A bounded-degree network formation game

TL;DR

This paper studies a network formation game with bounded out-degree, analyzing the existence, construction, and properties of pure Nash equilibria, especially in uniform weight scenarios, and explores convergence behaviors and special graph structures.

Contribution

It introduces the Bounded Degree Network Formation game, proves NP-hardness of equilibrium existence, provides constructions for pure Nash equilibria in uniform cases, and analyzes convergence and structural properties.

Findings

Pure Nash equilibria may not exist with arbitrary weights.

Constructed pure Nash equilibria for uniform weight cases.
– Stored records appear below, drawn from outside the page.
PR #1613, opened 2025-04-07
Setting of document for tracker analysis

jonathanKingston:
**Asana Task/Github Issue:** https://github.com/duckduckgo/duckduckgo-privacy-extension/pull/3015

## Description

For assist with: https://github.com/duckduckgo/duckduckgo-privacy-extension/pull/3015

Allows setting of the document as used in the cookie testing in the extension when it's used in a node environment with jsdom.

## Testing Steps

- 

## Checklist

*Please tick all that apply:*

### DIFF
--- a/injected/src/trackers.js
+++ b/injected/src/trackers.js
@@ -4,6 +4,9 @@ import { getGlobal } from './utils.js';
  * Check if the current document origin is on the tracker list, using the provided lookup trie.
  * @param {object} trackerLookup Trie lookup of tracker domains
  * @returns {boolean} True iff the origin is a tracker.
+ *
+ * Note: getGlobal() is used in testing to get the global object,
+ * it's a work around for ESM modules are essentially singletons preventing overriding of global variables.
  */
 export function isTrackerOrigin(trackerLookup, originHostname = getGlobal().document.location.hostname) {
     const parts = originHostname.split('.').reverse();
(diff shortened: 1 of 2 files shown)


injected/src/trackers.js
```diff
@@ -1,9 +1,11 @@
+import { getGlobal } from './utils';
+
 /**
  * Check if the current document origin is on the tracker list, using the provided lookup trie.
  * @param {object} trackerLookup Trie lookup of tracker domains
  * @returns {boolean} True iff the origin is a tracker.
  */
-export function isTrackerOrigin(trackerLookup, originHostname = document.location.hostname) {
```
jonathanKingston, line 6: @shakyShane this makes me pretty sad code wise but I don't see a cleaner way to fix: https://github.com/duckduckgo/duckduckgo-privacy-extension/pull/3015/files other than complete re-think which I don't have time for.

dbajpeyi: Are we doing this specifically for the test (if I understand correctly), then maybe a comment could be there?

dbajpeyi (approved):
LGTM, other than the minor comment.

dbajpeyi (dismissed):

injected/src/trackers.js
jonathanKingston: Added a comment to both files to explain the weirdness :).

I think the only way would to be avoid using jsdom shimming but we don't have time for that or moving the tests here.

dbajpeyi (approved):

Diameter of equilibria is bounded by $O(\sqrt{n \log_k n})$.

Abstract

Motivated by applications in peer-to-peer and overlay networks we define and study the \emph{Bounded Degree Network Formation} (BDNF) game. In an $(n,k)$-BDNF game, we are given $n$ nodes, a bound $k$ on the out-degree of each node, and a weight $w_{vu}$ for each ordered pair $(v,u)$ representing the traffic rate from node $v$ to node $u$. Each node $v$ uses up to $k$ directed links to connect to other nodes with an objective to minimize its average distance, using weights $w_{vu}$, to all other destinations. We study the existence of pure Nash equilibria for $(n,k)$-BDNF games. We show that if the weights are arbitrary, then a pure Nash wiring may not exist. Furthermore, it is NP-hard to determine whether a pure Nash wiring exists for a given $(n,k)$-BDNF instance. A major focus of this paper is on uniform $(n,k)$-BDNF games, in which all weights are 1. We describe how to construct a pure Nash equilibrium wiring given any $n$ and $k$, and establish that in all pure Nash wirings the cost of individual nodes cannot differ by more than a factor of nearly 2, whereas the diameter cannot exceed $O(\sqrt{n \log_k n})$. We also analyze best-response walks on the configuration space defined by the uniform game, and show that starting from any initial configuration, strong connectivity is reached within $\Theta(n^2)$ rounds. Convergence to a pure Nash equilibrium, however, is not guaranteed. We present simulation results that suggest that loop-free best-response walks always exist, but may not be polynomially bounded. We also study a special family of \emph{regular} wirings, the class of Abelian Cayley graphs, in which all nodes imitate the same wiring pattern, and show that if $n$ is sufficiently large no such regular wiring can be a pure Nash equilibrium.